Security Issues Resolved
The following security issues were addressed in the 2023 R1 release.
Restricted File Types for File Import
The browser file upload dialogs in the Producer Portal and End-User Portal now restrict the types of files that can be imported. Valid file types depend on the product area and are as follows:
|
•
|
System > Configure > Import: *.jar |
|
•
|
Usage > Upload Historical Usage: *.csv |
|
•
|
Licenses > Manual Activation: *.xml |
|
•
|
Licenses > Manual Repair: *.xml |
|
•
|
Licenses > Manual Return: *.xml |
|
•
|
Devices > Offline Device Management > Generate license or confirm license reduction or return: *.xml, *.bin, *key |
|
•
|
Devices > Offline Device Management > Upload synchronization history: *.xml, *.bin, *.syncref |
|
•
|
Administer > Identities > Create Identity: *.bin |
|
•
|
Administer > Identities > Update Identity: *.bin |
|
•
|
Entitlements > List Entitlements > select an entitlement > Next > Web Register Key: *.xml |
|
•
|
License Support > Manual Return: *.xml |
|
•
|
License Support > Manual Repair: *.xml |
|
•
|
Devices > Offline Device Management > Generate license or confirm license reduction or return: *.xml, *.bin, *key |
|
•
|
Devices > Offline Device Management > Upload synchronization history: *.xml, *.bin, *.syncref |
|
•
|
Activation & Entitlements > Offline Trusted Activation: *.xml |
File Type Extensions in File Import no Longer Case Sensitive
When importing files into FlexNet Operations, the file extension is no longer treated as case sensitive.
Configuration Added for Avoiding Concurrent Sessions in Producer Portal and End-User Portal
A new configuration Prevent multiple browser sessions enables producers to disallow concurrent sessions in the Producer Portal and End-User Portal. The option is located under System > Configure > FlexNet Platform Server > General Options.
By default, multiple browser sessions are allowed.

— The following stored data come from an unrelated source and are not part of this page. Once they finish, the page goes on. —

PR #430, opened 2021-02-19
Added logging options

### LINKED ISSUE #215: [Feature] Improved logging of managed processes (chrome, webserver)
I've been working on an implementation of panther within a project of mine. This all works fine but resolving errors can be tricky sometimes. I am using panther within a docker container and I had to run the ChromeManager manually to find out that the PHP process didn't have the right permissions to execute. Maybe there could be an option to redirect the output of the chrome manager(and other processes managed by panther) to a separate log file. This feature could make debugging way easier.

### LINKED ISSUE #429: [FEATURE] Add options to enable chrome manager logging
It would be nice that while creating the chrome driver, the options for logging can be passed via the options array. These options can then be used to setup the arguments passed to the chrome manager. The arguments that would be nice to configure are:
 - log-path
 - log-level
 - append-log

nusje2000:
Fixes #215

### DIFF
--- a/src/ProcessManager/ChromeManager.php
+++ b/src/ProcessManager/ChromeManager.php
@@ -110,19 +110,10 @@ final class ChromeManager implements BrowserManagerInterface
 
     private function createProcess(string $chromeDriverBinary): Process
     {
-        $command = [$chromeDriverBinary, '--port='.$this->options['port']];
-
-        if (null !== $this->options['log_path']) {
-            $command[] = '--log-path='.$this->options['log_path'];
-        }
-
-        if (null !== $this->options['log_level']) {
-            $command[] = '--log-level='.$this->options['log_level'];
-        }
-
-        if ($this->options['append_log']) {
-            $command[] = '--append-log';
-        }
+        $command = array_merge(
+            [$chromeDriverBinary, '--port=' . $this->options['port']],
+            $this->options['chromedriver_arguments']
+        );
 
         return new Process($command, null, null, null, null);
     }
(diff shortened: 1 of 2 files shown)


halfer:
Hey @nusje2000, how are you getting on with this? I have the same need as you (and will hack it to get it working in short order).

It looks like the CI is failing for unrelated reasons on 7.1 to 7.3. Is this happening reliably on those PHP versions?

nusje2000:
@halfer I've tested this against PHP 7.2 and that works. The error indeed seems unrelated.

@dunglas would you maybe take a look at this error?

src/ProcessManager/ChromeManager.php
```diff
@@ -108,13 +108,35 @@ private function getDefaultArguments(): array
         return $args;
     }
 
+    private function createProcess(string $chromeDriverBinary): Process
```
dunglas, line 111: Maybe could we simplify this and be more flexible by just creating a `chromedriver_arguments` key allowing to pass an array of random arguments to ChromeDriver?

dunglas:
The error is indeed unrelated, it looks like setup-php now requires to specify explicitly that we need the Zip extension.

src/ProcessManager/ChromeManager.php
nusje2000: I agree, that would be a better solution. I will update this PR later today.

dunglas (approved):

dunglas:
LGTM! Could you also update the readme and the changelog please?

nusje2000:
@dunglas updated the documentation, build should finish now due to the fix made by @halfer.

dunglas:
Thanks @nusje2000

Issue #76, opened 2015-03-30
user switching is broken if 2 DMs are installed


NiceandGently:
In Code matesession checks first for MDM, than for GDM and at least for lightdm.
In case of GDM and lightdm is installed, and lightdm is active, mate-session doesn't check if lightdm is running and produce this error message.
```
** (gdmflexiserver:1616): WARNING **: Unable to create transient display: GDBus.Error:org.freedesktop.DBus.Error.ServiceUnknown: The name org.gnome.DisplayManager was not provided by any .service files
GDBus.Error:org.freedesktop.DBus.Error.ServiceUnknown: The name org.gnome.DisplayManager was not provided by any .service filessys
```
Note, on systems with more than one user it is very often the case that gnome-shell and MATE is installed. It is imposssible to install gnome-shell without gdm, in result you have 2 DM's installed, because most default installations in distros has lightdm as default DM.
This is reproducible with Jessie too!

PR #77, opened 2015-03-30
use lightdm as second condition for user switch

NiceandGently:
this fixes https://github.com/mate-desktop/mate-session-manager/issues/76


NiceandGently:
please cherry-pick to 1.8

PR #80, opened 2015-04-01
ckeck for running DM for user switching

NiceandGently:
fixes https://github.com/mate-desktop/mate-session-manager/issues/76

taken from linuxmint/cinnamon-session@55538a5


monsta:
@stefano-k: works fine for me in Debian Jessie

monsta:
@stefano-k: hmm, 1.10 is tagged already - and without this PR? :(

PR #81, opened 2015-04-01
1.8: ckeck for running DM for user switching

NiceandGently:
fixes mate-desktop#76

taken from linuxmint/cinnamon-session@55538a5


flexiondotorg:
Thanks for your contribution.

Issue #86, opened 2015-06-18
XDG_CURRENT_DESKTOP not set


cygwinports:
In MATE (tested on Fedora 21), `XDG_CURRENT_DESKTOP` is empty.  This can used by GIO to set desktop-specific default applications (e.g. so that pluma is the default text editor even when GNOME and gedit are installed):

http://standards.freedesktop.org/mime-apps-spec/mime-apps-spec-latest.html
https://git.gnome.org/browse/glib/tree/gio/gdesktopappinfo.c

This can be accomplished by adding the following line to `data/mate.desktop.in` (which is installed as `$datadir/xsessions/mate.desktop`):

    DesktopNames=MATE

PR #87, opened 2015-06-19
set XDG_CURRENT_DESKTOP env to MATE

NiceandGently:
fixes https://github.com/mate-desktop/mate-session-manager/issues/86


flexiondotorg:
Closes #86

PR #93, opened 2015-08-03
RFC: Add option to disable/enable overlay scrolling

infirit:
This is a proof of concept and RFC only.

The recent Gtk3 scrolled window (bar) changes called overlay scrolling is really annoying me. And when @NiceandGently told me it could be disabled I was happy and started experimenting.

Some things still to add and discuss.

 * It should listen to gsettings changes and set the env variable appropriately
 * It overwrites the env variable regardless of what was there before (perhaps set by the user).
 * It has to run early in session start. So my thought was it needs to be in mate-session.
 * Anything else I forgot?

The first is an implementation detail which will be sorted before commit. But the second and third I am not sure.

On the second, should we blindly overwrite the env variable? Maybe it should be a "force old scrollbar" and ignore everything if this is disabled?

On the third, it needs to run early so for simplicity's sake only I it shoved it in msm-gnome. But the general question is should it go in mate-session-manager at all?

ps: The code relies on https://github.com/infirit/mate-desktop/commit/377eed97b112eced8be08a9ce7a2db25e191325d

### DIFF
--- a/mate-session/msm-gnome.c
+++ b/mate-session/msm-gnome.c
@@ -43,6 +43,8 @@
 
 #define GSM_SCHEMA "org.mate.session"
 #define GSM_GNOME_COMPAT_STARTUP_KEY "gnome-compat-startup"
+#define MATE_INTERFACE_SCHEMA "org.mate.interface"
+#define MATE_GTK_OVERLAY_SCROLL "gtk-overlay-scrolling"
 
 #define GNOME_KEYRING_DAEMON "gnome-keyring-daemon"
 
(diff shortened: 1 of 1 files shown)


NiceandGently:
First, a big thank you to @leigh123linux who got this idea for cinnamon in fedora.
On first
great if it is possible
On second
Personaly i like the new srollbars behaviour, but i think most mate users are more conservative and this behaviour causes also some issues in applications, ie. entries at the bottom of a window aren't selectable in some applications.
Also, not all distros using gtk+-3.16, so changing that at this point is OK for me.
I mean what is bad to say to a user/admin this is our decision and we have reasons to do that, you can always change the behaviour via gsettings or with a build override.
On third
I would prefer a more general place because !gtk+=gnome  

+1 for changing that in 1.10 branch

monsta:
Good idea. These appearing/disappearing scrollbars are annoying as hell - especially when you try to select the last package in Synaptic and the scrollbar is horizontal :confused:

stefano-k:
I agree with this proposal

flexiondotorg:
+1

NiceandGently:
Hey, team has voted for a go!
https://github.com/infirit/mate-session-manager/commit/00fe326fdd3796d38393822b4241ec16cc574a33
is missing :)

When multiple browser sessions are disallowed, users can still open multiple tabs.
Configuration Added for Locking Out Users After Repeatedly Providing an Incorrect Security Answer
In the Producer Portal and End-User Portal, the password reset page is followed by a request for the correct response to the user's security question. Configuration options are now available to enable FlexNet Operations to lock out users after they repeatedly provided the wrong security answer:
|
•
|
System > Configure > Validators > Lock out user upon repeated security question attempts—Enable this option to lock out a user for a set amount of time after they repeatedly provided the wrong security answer when attempting to reset their password. The number of consecutive failed attempts is defined as part of the FlexNet Platform Server configuration, under System > Configure > FlexNet Platform Server > Consecutive attempts to provide correct security answer. |
|
•
|
System > Configure > Validators > Lockout period after failed security question attempts—The number of minutes a user is locked out before allowed to answer the security question again. |
These parameters work in conjunction with the following parameter, which sets the limit on the number of consecutive security question attempts allowed before a user is locked out.
System > Configure > FlexNet Platform Server > General Options > Consecutive attempts to provide correct security answer
Any error messages that are displayed as a result of the user entering the wrong security answer are currently available in English only.
This added functionality is part of an ongoing effort to improve overall FlexNet Operations security.
Third-Party Component moment.js Upgrade
moment.js has been upgraded to version 2.29.3 to address potential security issues.